[[ ENTRIES PROVIDED open ]]

Issue #6319, opened 2024-09-06
Computational cluster: retired worker not terminated


sanderegg:
# Problem description
Sometimes, after a job is run, the worker is retired (seen as red in the Dask Scheduler UI), but the autoscaler does not remove the worker.
The next jobs are never running as:
- the worker is retired
- the autoscaler does not create a new worker since it thinks there is already one

PR #6345, opened 2024-09-10
🐛Autoscaling/Comp backend: drain retired nodes so that they can be re-used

[[ ENTRIES PROVIDED closed ]]

### [AIM OF THE EXERCISE]
Your answer must be an exact transcription of the lines from the one containing "- the worker is retired" through the last line of the records above, and nothing else.

### [ANSWER TO THIS EXERCISE]
- the worker is retired
- the autoscaler does not create a new worker since it thinks there is already one

PR #6345, opened 2024-09-10
🐛Autoscaling/Comp backend: drain retired nodes so that they can be re-used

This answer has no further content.